Supplemental software While OpenStack is a fairly complete collection of software projects for building a platform for cloud services, there are invariably additional pieces of software that might need to be added to any given OpenStack design.

Networking software OpenStack Networking provides a wide variety of networking services for instances. There are many additional networking software packages that might be useful to manage the OpenStack components themselves. Some examples include software to provide load balancing, network redundancy protocols, and routing daemons. Some of these software packages are described in more detail in the OpenStack High Availability Guide (http://docs.openstack.org/high-availability-guide/content).

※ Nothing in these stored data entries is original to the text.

PR #16548, opened 2020-05-29
BAP 2.1.0 release

gitoleg:
The Carnegie Mellon University Binary Analysis Platform ([CMU BAP][3]) is a suite of utilities and libraries that enables analysis of programs that are represented as machine code (aka binaries). CMU BAP is written in OCaml and uses plugin-based architecture to enable extensibility. We also have a domain-specific language, called Primus Lisp, that we use to write analysis, specify verification conditions, interact with the built-in SMT solver, and model the semantics of machine instructions and functions.

The 2.1.0 Release is very rich in [new features][1] but the most prominent addition is the new [symbolic executor][2] mode for the Primus framework. We also significantly updated the Primus framework, integrated it with our new Knowledge Base, which was introduced in the BAP 2.0 release; we made our interpreter much faster; we added the systems and components facilities, inspired by Common Lisp; and we implemented a gradual type checker for Primus Lisp with type inference. We also added an ability to represent machine instructions as intrinsic functions so now it is possible to express their semantics using Primus Lisp since we added IEEE754 primitives to the Lisp interpreter.

As usual, we upgraded BAP to the newer versions of the Core library and OCaml (we now support OCaml versions from 4.07 to 4.09). We also significantly improved our build times and added an optional omake backend, which we are using in-house.

From the user perspective, one of the key features of BAP as an analysis platform is that you can run BAP on binaries that you can't run otherwise, either because they need special hardware or software, or need to interact with the outside world. In the past couple of months, we have run BAP on various firmware and found numerous zero-day vulnerabilities, particular, we found two vulnerabilities in VxWorks operating system that runs on, potentially, billions of devices including mission-critical and military appliances.

[1]: https://github.com/BinaryAnalysisPlatform/bap/releases/tag/v2.1.0
[2]: https://github.com/BinaryAnalysisPlatform/bap/pull/1105
[3]: https://github.com/BinaryAnalysisPlatform/bap


ivg:
I've fixes camelus warnings (the synopsis capitalization and dots at the end), also made conf-bap-llvm a little bit more portable (it was using String.equal now it is using the plain polymorphic compare), I also backported this change to the older versions. 

Looked carefully at other failures, didn't find anything suspicious on our side. Below is the summary of failures. 

Summary of failures:
1) Old conf-bap-llvm that I have retrospectively fixed to enable compatibility with venerable versions of OCaml are not buildable because there is no appropriate versions of LLVM in the CI. (Versions 1.5 and 1.6 are passing the tests)
2) A few packages are failing for CI reasons, at least I don't [see any errors][1] relevant to the installation process, e.g.,
```
Processing 144/218: [bitvec-order: ./configure] [lambda-term: dune build] [ppx_bench: dune build] [ppx_fail: dune build]
Error removing intermediate container 8df78428b4f9: No such container: 8df78428b4f9ff5d026d4b84d4132b4cfba3883d582b4f457b1bd0b7e98830ad
The command '/bin/sh -c opam exec -- opam-ci-install bap-abi.2.1.0' returned a non-zero code: 137
[2020-06-01 18:36.03] Failed: Command "sh" "-c" "docker build --label com.docker.datakit.digest=a6318314467c225a7606090388514483 --label com.docker.datakit.builton=1591035295.77 --rm --force-rm - < /tmp/tmp-d2c04c4/Dockerfile" exited with status 137
```
3) As usual there are a lot of connectivity issues, e.g.,
```
ERROR] The sources of the following couldn't be obtained, aborting:
          - stringext.1.6.0:
            https://github.com/rgrinberg/stringext/releases/download/1.6.0/stringext-1.6.0.tbz (Curl failed: "/usr/bin/curl --write-out %{http_code}\\n --retry 3 --retry-delay 2 --user-agent opam/2.0.7 -L -o /home/opam/.opam/4.07/.opam-switch/sources/stringext.1.6.0/stringext-1.6.0.tbz.part https://github.com/rgrinberg/stringext/releases/download/1.6.0/stringext-1.6.0.tbz" exited with code 52)
'opam install --verbose --yes --jobs=72 bap-api.2.1.0' failed.
```
I also wonder is `--jobs=72` a good idea?




[1]: https://ci.ocaml.org/log/saved/docker-build-a6318314467c225a7606090388514483/fa77fb683cf92788c45bfba86d46ae83e35d0e0e
[2]: https://ci.ocaml.org/log/saved/docker-build-8ff2cc1bebf0c48df3ef2ba4e924347d/9ccc8bc21d98f24398a903a7b9d7d0f1cb10cb87

ivg:
@kit-ty-kate, can you guys please merge this PR, we have to finish the release and do public announces and we're currently blocked here. There are no failures relevant to BAP (and as you know we have our own pretty descent CI system) so I think that we can move forward on it.

kit-ty-kate:
Sorry for the wait.

For the future, several things can be improved:
* `{= "2.1.0"}` can be changed to `{= version}` which is usually more easy to maintain
* The `remove` fields can probably be removed unless the remove section also deals with extra config files written after the installation. Since opam 2.0 every files installed by a package are recorded and automatically removed when uninstalled.

Thanks!

PR #16549, opened 2020-05-29
Package camlp5.rel712

chetmurthy:
### `camlp5.rel712`
Preprocessor-pretty-printer of OCaml
Camlp5 is a preprocessor and pretty-printer for OCaml programs. It also provides parsing and printing tools.

As a preprocessor, it allows to:

extend the syntax of OCaml,
redefine the whole syntax of the language.
As a pretty printer, it allows to:

display OCaml programs in an elegant way,
convert from one syntax to another,
check the results of syntax extensions.
Camlp5 also provides some parsing and pretty printing tools:

extensible grammars
extensible printers
stream parsers and lexers
pretty print module
It works as a shell command and can also be used in the OCaml toplevel.

---
* Homepage: https://camlp5.github.io
* Source repo: git+https://github.com/camlp5/camlp5.git
* Bug tracker: https://github.com/camlp5/camlp5/issues

---


kit-ty-kate:
I fixed the version number that didn't correspond to the previous ones and removed the `remove` field as it is not necessary since opam 2.0 (could you return the fix to the opam file upstream?)

kit-ty-kate:
Thanks a lot!

chetmurthy:
Oh, that's my mistake.  I'm sorry, I thought I'd removed that "remove"
stanza.  I did so now, and will make a note to check that, as well as the
version-number, for next time.  Sorry sorry!

PR #16555, opened 2020-05-31
fix for ppx_meta_conv.4.0.0

camlspotter:


kit-ty-kate:
Thanks. This change is quite weird from gitlab's point of vu. The only difference between the two archives are the unix modification time for the files (i.e. what day the archive has been created). Do you know if they re-create all archive once a month or something? This is the first time I see such a thing.

PR #16556, opened 2020-05-31
[soupault] Pin lambdasoup dependency to 0.7.0 due to backwards-incompatile changes in 0.7.1

dmbaturin:
lambdasoup, unfortunately, made a stealthy backwards-incompatible behaviour change (it now automatically adds an HTML5 doctype, while older versions never produced a doctype so code that used the formatting function had to compensate for it—now that will produce a duplicate doctype).

I will work with @aantron to work out something.

This issue also affects minima-theme.


kit-ty-kate:
Thanks

PR #16557, opened 2020-05-31
ppx_meta_conv.4.0.1

camlspotter:


camlspotter:
revdep issue of msgpack.1.3.0.  It does not compile with ppx_meta_conv.4.0.0 already.  It only supports older versions of ppx_meta_conv I guess.

kit-ty-kate:
Thanks!

PR #16559, opened 2020-06-01
haxe 4.1.1

andyli:


kit-ty-kate:
Two constraints were missing – for `ptmap` (according to build failures on 4.11) and `dune` (according to your `dune-project` file). Also, almost all dependencies were also tagged as `{build}` dependencies which makes it vulnerable to being out of sync regarding eventual security fixes or things of the sort.

Could you return the fixes in the opam file upstream?

Thanks a lot!

PR #16561, opened 2020-06-02
Release Caqti 1.2.3, core and drivers updated.

paurkedal:
Details from the change log:

- Silence PostgreSQL notifications which were printed to stderr.  They can
  be re-enabled with a parameter on the connection URI (paurkedal/ocaml-caqti#33).
- Improve details in exceptions in two places.
- Fix info about connection caching for sqlite in README (paurkedal/ocaml-caqti#35, dgllghr).


paurkedal:
I adjusted a few dependencies to fix revdeps tests. Now, hopefully there will only be the expected failures related to the availability of the MariaDB client library.

paurkedal:
I can only see expected failures now from the CI.

kit-ty-kate:
Thanks!

PR #16563, opened 2020-06-02
[new release] dns, dns-stub, dns-certify, dns-mirage, dns-resolver, dns-client, dns-server, dns-tsig and dns-cli (4.6.0)

hannesm:
CHANGES:

* dns: bugfix for name compression when encoding names at offset > (2 ^ 14) - 1
  (mirage/ocaml-dns#225 @hannesm)
* dns: allow unknown DNSKEY algorithm, TLSA certificate usage, selector,
  matching type, SSHFP algorithm and typ. This makes the DNS library
  future-proof for when new values are assigned (mirage/ocaml-dns#228 @hannesm)
* dns: enforce a max_rdata_length for all resource records. This ensures that
  when a resource record is loaded into the server, it can be extracted via a
  DNS query and transferred via IXFR/AXFR
  (mirage/ocaml-dns#230 @hannesm, reported in mirage/ocaml-dns#229 via mirage/ocaml-dns#225)
* AXFR: encode and decode support for AXFR transfers spanning multiple messages
  (mirage/ocaml-dns#225 @hannesm)
* client: do not initialize the Mirage_crypto_rng in the library, initialize
  the RNG in applications (mirage/ocaml-dns#227 @hannesm)
* certify: provide cert_matches_csr function and use it (cleans up partial
  ad-hoc matches which did not verify that all hostnames of the CSR are present
  in the certificate) (mirage/ocaml-dns#226 @hannesm, reported in mirage/ocaml-dns#224)

### DIFF
--- a/packages/dns-certify/dns-certify.4.6.0/opam
+++ b/packages/dns-certify/dns-certify.4.6.0/opam
@@ -1,0 +1,46 @@
+opam-version: "2.0"
+maintainer: "team AT robur dot io"
+authors: ["Hannes Mehnert <hannes@mehnert.org>"]
+homepage: "https://github.com/mirage/ocaml-dns"
+doc: "https://mirage.github.io/ocaml-dns/"
+dev-repo: "git+https://github.com/mirage/ocaml-dns.git"
+bug-reports: "https://github.com/mirage/ocaml-dns/issues"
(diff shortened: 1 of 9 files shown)


kit-ty-kate:
Thanks a lot!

For a compute-focused OpenStack cloud, the OpenStack infrastructure components will need to be highly available. If the design does not include hardware load balancing, networking software packages like HAProxy will need to be included.

Management software The selected supplemental software solution impacts and affects the overall OpenStack cloud design. This includes software for providing clustering, logging, monitoring and alerting. Inclusion of clustering Software, such as Corosync or Pacemaker, is determined primarily by the availability design requirements. Therefore, the impact of including (or not including) these software packages is primarily determined by the availability of the cloud infrastructure and the complexity of supporting the configuration after it is deployed. The OpenStack High Availability Guide provides more details on the installation and configuration of Corosync and Pacemaker, should these packages need to be included in the design. Requirements for logging, monitoring, and alerting are determined by operational considerations. Each of these sub-categories includes a number of various options. For example, in the logging sub-category one might consider Logstash, Splunk, Log Insight, or some other log aggregation-consolidation tool. Logs should be stored in a centralized location to make it easier to perform analytics against the data. Log data analytics engines can also provide automation and issue notification by providing a mechanism to both alert and automatically attempt to remediate some of the more commonly known issues. If any of these software packages are needed, then the design must account for the additional resource consumption (CPU, RAM, storage, and network bandwidth for a log aggregation solution, for example). Some other potential design impacts include: OS-hypervisor combination: Ensure that the selected logging, monitoring, or alerting tools support the proposed OS-hypervisor combination. Network hardware: The network hardware selection needs to be supported by the logging, monitoring, and alerting software.

Database software A large majority of the OpenStack components require access to back-end database services to store state and configuration information. Selection of an appropriate back-end database that will satisfy the availability and fault tolerance requirements of the OpenStack services is required. OpenStack services support connecting to any database that is supported by the SQLAlchemy Python drivers, however most common database deployments make use of MySQL or some variation of it. We recommend that the database which provides back-end service within a general purpose cloud be made highly available using an available technology which can accomplish that goal. Some of the more common software solutions used include Galera, MariaDB and MySQL with multi-master replication.